**ENTRIES SHOWN**
----------------

Issue #5301, opened 2019-12-05
Can kong support request_uri with args support matches in path?


mnteam:
Hi, there is an issue for us to deploy kong, replace the nginx also for api gateway support.

currently we use location in nginx "server" phase, with $request_uri which matches the specified args pair for route,

but when we transfer the route method with kong, seems we can only match the request with the path( req_uri without args), so I'm confused is there a better way to implement or something I don't know which support already?

I checked the contribution reference doc but not sure how the restriction style for feature request, can anyone do help? Thanks in advance.

mnteam:
Just checked the source code for router.lua, I guess the reason that not support request_uri with args support, because the cache mechanism for route match logic, that is really a good way to strip the args from request uri. But in our situation that is, we have to support the args matches. Just now I tried to re-write the router.lua, thinking if there is anyone to help me for a code review. thank you very much.


The main way I just added another function find_route_ng with the additional parameter "orig_req_uri" passed, and only used for regex matches with uri mode; also disallow the cache setting.

the only issue I currently know is, see below sample:
1. uri: /api/mineapp/res?foo=bar
expected path[]=/api/mineapp/res.*foo=bar route to service A

2. uri: /api/mineapp/res
expected path[]=/api/mineapp route to service B

while both of them be matched at once, the point 1 would be route to service B by the reason of the cache key are same.
[router.lua.txt](https://github.com/Kong/kong/files/3927472/router.lua.txt)

see attached source code. BTW, the version of kong is: 1.4.0

bungle:
@mnteam, you are correct, we don't have arbitrary query parameter based routing. Though we did add `header` based routing which is quite similar to this, e.g. key-value pair matching. In that sense I think it would we a welcomed addition. One way to workaround this is to write plugin that runs on rewrite and turns query parameters to headers (and removes them on access) and then use header based routing, but it is cumbersome.

mnteam:
@bungle Hi Bungle, thank you for your response, I already changed the router.lua(see previous attached txt file) to support this feature, did the test and seems it is ok, but the bad news is: because of the uri based cache key generation, I have to disable the cache support for route find.( I see the header matches also disallow the cache, but confused if they have there are two same request uri but different head value, one of them have no header value matches, it should be an issue which would cause the incorrect route mapping)

the next we will have a test scenario for the no cache route matches to see how it would be.

bungle:
@mnteam great feedback! feel free to open a pull-request (or two if you think there is a bug in current header matching).

[...]

PR #5347, opened 2019-12-18
feat(route)path regex matches support req_uri with args, disable route cache

mnteam:
### Summary
add path regex matches support request uri with args, disable route cache for head mapping with uri issue
refer the feature link: https://github.com/Kong/kong/issues/5301

### Full changelog

/kong/router.lua

### Issues resolved
1. Add path regex matches support request uri with args
2. disable cache for route matches to avoid the header route issue.

All above changes tested(including stress testing) and the result is OK.

For point 2, I need to explain as below: a simple case, Please tell me if I get wrong, thank you very much.

there are two routing with different service:
route a: path: /api/xxx/one, with head matches: x-token=foo
route b: path: /api/xxx/one

while any request match a, then the rest of request take the cache logic with below code:

``` lua
-- cache lookup (except for headers-matched Routes)
    local cache_key = req_method .. "|" .. req_uri .. "|" .. req_host ..
                      "|" .. ctx.src_ip .. "|" .. ctx.src_port ..
                      "|" .. ctx.dst_ip .. "|" .. ctx.dst_port ..
                      "|" .. ctx.sni
    do
      local match_t = cache:get(cache_key)
      if match_t then
        return match_t
      end
    end
```

NOTE: the general way, last five args in cache key is empty. which means the cache key is decided by req_method, req_uri and req_host.

which means the requests which should be matched with route b, but by this cache logic, it would match the cache a(no change to check the head parts).

Another point, involve the args with request uri support, we should not support cache, otherwise, the cache would have a low hit rate.

### DIFF
--- a/kong/router.lua
+++ b/kong/router.lua
@@ -1164,7 +1164,7 @@ function _M.new(routes)
 
   local grab_req_headers = #plain_indexes.headers > 0
 
-  local function find_route(req_method, req_uri, req_host,
+  local function find_route_ng(req_method, req_uri, orig_req_uri, req_host,
                             src_ip, src_port,
                             dst_ip, dst_port,
                             sni, req_headers)
@@ -1198,6 +1198,7 @@ function _M.new(routes)
 
     req_method = req_method or ""
     req_uri = req_uri or ""
+    orig_req_uri = orig_req_uri or ""
     req_host = req_host or ""
     req_headers = req_headers or EMPTY_T
 
@@ -1213,17 +1214,20 @@ function _M.new(routes)
 
     -- cache lookup (except for headers-matched Routes)
 
-    local cache_key = req_method .. "|" .. req_uri .. "|" .. req_host ..
+    local cache_key = ""
+    --[[                req_method .. "|" .. req_uri .. "|" .. req_host ..
                       "|" .. ctx.src_ip .. "|" .. ctx.src_port ..
                       "|" .. ctx.dst_ip .. "|" .. ctx.dst_port ..
                       "|" .. ctx.sni
-
+    --]]
+    --[[ disable cache
     do
       local match_t = cache:get(cache_key)
       if match_t then
         return match_t
       end
     end
+    --]]
 
     -- input sanitization for matchers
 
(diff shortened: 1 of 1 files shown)


dndx:
Hello @mnteam,

Thanks for your PR! I have some thoughts on this functionality after reading it.

1. I am worried doing regex matching on the full path (with arguments) is a dangerous approach. Consider the following scenario:
   * `/foo?bar=1&baz=2`
   * `/foo?baz=2&bar=1`

    Semantically those two paths are identical, but it can not be easily represented using regex. This seems to 
    create more confusion for the user than it's worth.

    What I believe may be a better approach is to follow what the header based matching PR 
    (https://github.com/Kong/kong/pull/4758) did and make sure we are matching the query arguments by 
    *semantic* instead of *string*.

2. Not sure if I got you correctly but right now if header based matcher is evaluated, the match result is never cached. Please see: https://github.com/Kong/kong/blob/ff8b4cf/kong/router.lua#L1647-L1649

    To make sure of that I created the scenario you described locally and wasn't able to reproduce any cache 
    poisoning issues. Would you mind share your reproducible configuration with me?

Thanks

mnteam:
Hi,

Thanks for your response, 

For 1, actually we use only one parameter pair for routing, in your case, that is actually the issue, I added it because it is supported by nginx, and we replaced from nginx to kong, to avoid more changes by biz side, maybe this feature is not required for new
 structure. I agree with you, if there are multiple arguments to matches, it is better to use header value pair.

For 2, I checked the latest code, it has been fixed, refer the key point of codes: router.lua -> line[1369-1385, 1387]. So you can ignore this issue right now.
(In our scenario, we have to disable all cache, because the req_uri with args support would be out of control with cache).

Anyway thanks very much for supporting.

Best Regards,
Peyton

dndx:
Hi @mnteam,

Yes, for an PR to be considered into the official Kong repository it has to solve some common use cases among Kong users. If you can rewrite this PR so that it follows a similar approach as the route by header PR I think it would meet that requirement.

Also, some quick test cases would be nice. Again, #4758 is a good reference. Let me know if you need any help along the way!

Thanks

hishamhm:
Closing this one as we agree it's not the way to go, if alternative approaches are considered, let's do them in a new PR!

PR #5351, opened 2019-12-18
chore(conf) remove KONG_ORIGINS

bungle:
### Summary

`KONG_ORIGINS` was added for Service Mesh, and while it has some use
outside mesh, it is not worth to keep around anymore. Also removal of
`transparent` flag makes this even less usable.

`Kuma` has taken over this.


hutchic:
This looks to be removing tests related to serviceless request termination which we'll still have as a feature even without service mesh correct?

bungle:
> This looks to be removing tests related to serviceless request termination which we'll still have as a feature even without service mesh correct?

Yes, but only those tests that use `origins`. I will soon post another PR that removes serviceless proxying too.

PR #5353, opened 2019-12-18
chore(proxy) remove serviceless proxying

bungle:
### Summary

Serviceless proxying was added for Service Mesh, and while it has some
use outside mesh, it is not worth to keep around anymore. Also removal
of `transparent` flag makes this even less usable.

`Kuma` has taken over this.


kong/pdk/response.lua
```diff
@@ -507,7 +507,6 @@ local function new(self, major_version)
       is_grpc_output = is_grpc
     elseif req_ctype then
       is_grpc = find(req_ctype, CONTENT_TYPE_GRPC, 1, true) == 1
-                  and ngx.req.http_version() == "2"
```
dndx: Is this intentional?

hbagdi:
Is having a route with an AWS Lambda plugin considered service-less proxying?

kong/pdk/response.lua
bungle: This is intentional, I couldn’t get the new `503` to work with grpc tests reliably without this. I can recheck why it was happening.

bungle:
> Is having a route with an AWS Lambda plugin considered service-less proxying?

no, it is considered serviceless route. lambda will terminate before this will terminate. this just ensures that request is terminated (and not serviceless proxied) before content phase in case the plugin hasn't done that before.

kong/pdk/response.lua
bungle: The problem I solved witt this is the following.

**I wanted this:**
```
$ KONG_PROXY_LISTEN="0.0.0.0:8000 http2 reuseport backlog=16384, 0.0.0.0:8443 http2 ssl reuseport backlog=16384" ./bin/kong restart
Kong stopped
Kong started
(chore/remove-serviceless-proxying) bungle@pro:~/Sources/kong$ bin/grpcurl -proto ./spec/fixtures/grpc/hello.proto -v -authority serviceless-route-grpc.test -plaintext -d '{"greeting":"world!"}' 0.0.0.0:8000 hello.HelloService.SayHello

Resolved method descriptor:
rpc SayHello ( .hello.HelloRequest ) returns ( .hello.HelloResponse );

Request metadata to send:
(empty)

Response headers received:
(empty)

Response trailers received:
content-length: 0
date: Thu, 19 Dec 2019 09:12:30 GMT
server: kong/1.4.2
x-kong-response-latency: 1
Sent 1 request and received 0 responses
ERROR:
  Code: Unavailable
  Message: no Service found with those values
```

**without the change I would get:**
```
(chore/remove-serviceless-proxying) bungle@pro:~/Sources/kong$ KONG_PROXY_LISTEN="0.0.0.0:8000 http2 reuseport backlog=16384, 0.0.0.0:8443 http2 ssl reuseport backlog=16384" ./bin/kong restart
Kong stopped
Kong started
(chore/remove-serviceless-proxying *) bungle@pro:~/Sources/kong$ bin/grpcurl -proto ./spec/fixtures/grpc/hello.proto -v -authority serviceless-route-grpc.test -plaintext -d '{"greeting":"world!"}' 0.0.0.0:8000 hello.HelloService.SayHello

Resolved method descriptor:
rpc SayHello ( .hello.HelloRequest ) returns ( .hello.HelloResponse );

Request metadata to send:
(empty)

Response headers received:
(empty)

Response trailers received:
(empty)
Sent 1 request and received 0 responses
ERROR:
  Code: Internal
  Message: transport: received the unexpected content-type "application/json; charset=utf-8"
```

bungle: @dndx,

Oh nevermind. There was bug in a first place, e.g. in original code before this PR we had:
```
and ngx.req.http_version() == "2"
```
When it should have been:
```
and ngx.req.http_version() == 2
```

It is now corrected, and the bug is fixed too. Thanks for pointing this out again. So the check is kept, but bug is fixed.

hishamhm: oh, the lack of types...

hbagdi:
> this just ensures that request is terminated (and not serviceless proxied) before content phase in case the plugin hasn't done that before.

So, would a user still need a "fake" service for request-termination plugin?

hishamhm:
@hbagdi even with this PR we will still support `service = null` in `routes`. Does that clarify?

hbagdi:
> @hbagdi even with this PR we will still support service = null in routes. Does that clarify?

Yes. Thank you!
The code change indicated so but I was not confident enough.

PR #5354, opened 2019-12-18
test(invalidator) a slight bump in the POLL_INTERVAL

hutchic:
Make the test more reliable

### DIFF
--- a/spec/02-integration/06-invalidations/02-core_entities_invalidations_spec.lua
+++ b/spec/02-integration/06-invalidations/02-core_entities_invalidations_spec.lua
@@ -3,7 +3,7 @@ local helpers      = require "spec.helpers"
 local ssl_fixtures = require "spec.fixtures.ssl"
 
 
-local POLL_INTERVAL = 0.3
+local POLL_INTERVAL = 0.5
 
 
 for _, strategy in helpers.each_strategy() do


spec/02-integration/06-invalidations/02-core_entities_invalidations_spec.lua
```diff
@@ -3,7 +3,7 @@ local helpers      = require "spec.helpers"
 local ssl_fixtures = require "spec.fixtures.ssl"
 
 
-local POLL_INTERVAL = 0.3
```
hishamhm: this POLL_INTERVAL also controls `db_update_frequency`, meaning that if we raise this number, then the update frequency gets _slower_.

If you only want to add more time to the propagation delay, I'd recommend doing it in line 65 instead. 

But the way to to make this test file magic-sleep-number-independent would be to replace those `wait_for_propagation()` delays with using `helpers.wait_until()` instead (essentially remove the `wait_for_propagation()` call and wrap the API call below it with `helpers.wait_until(function() ... end)`
( [03-plugins/25-oauth2/04-invalidations_spec.lua](https://github.com/Kong/kong/blob/master/spec/03-plugins/25-oauth2/04-invalidations_spec.lua#L148-L155) is a good example)

hishamhm:
@hutchic let's close this PR for now — we can take a crack at another one with the `wait_until` changes as discussed above another time.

----------------

In the entries, find the line containing "a good example)" and output it and all remaining lines exactly.

( [03-plugins/25-oauth2/04-invalidations_spec.lua](https://github.com/Kong/kong/blob/master/spec/03-plugins/25-oauth2/04-invalidations_spec.lua#L148-L155) is a good example)

hishamhm:
@hutchic let's close this PR for now — we can take a crack at another one with the `wait_until` changes as discussed above another time.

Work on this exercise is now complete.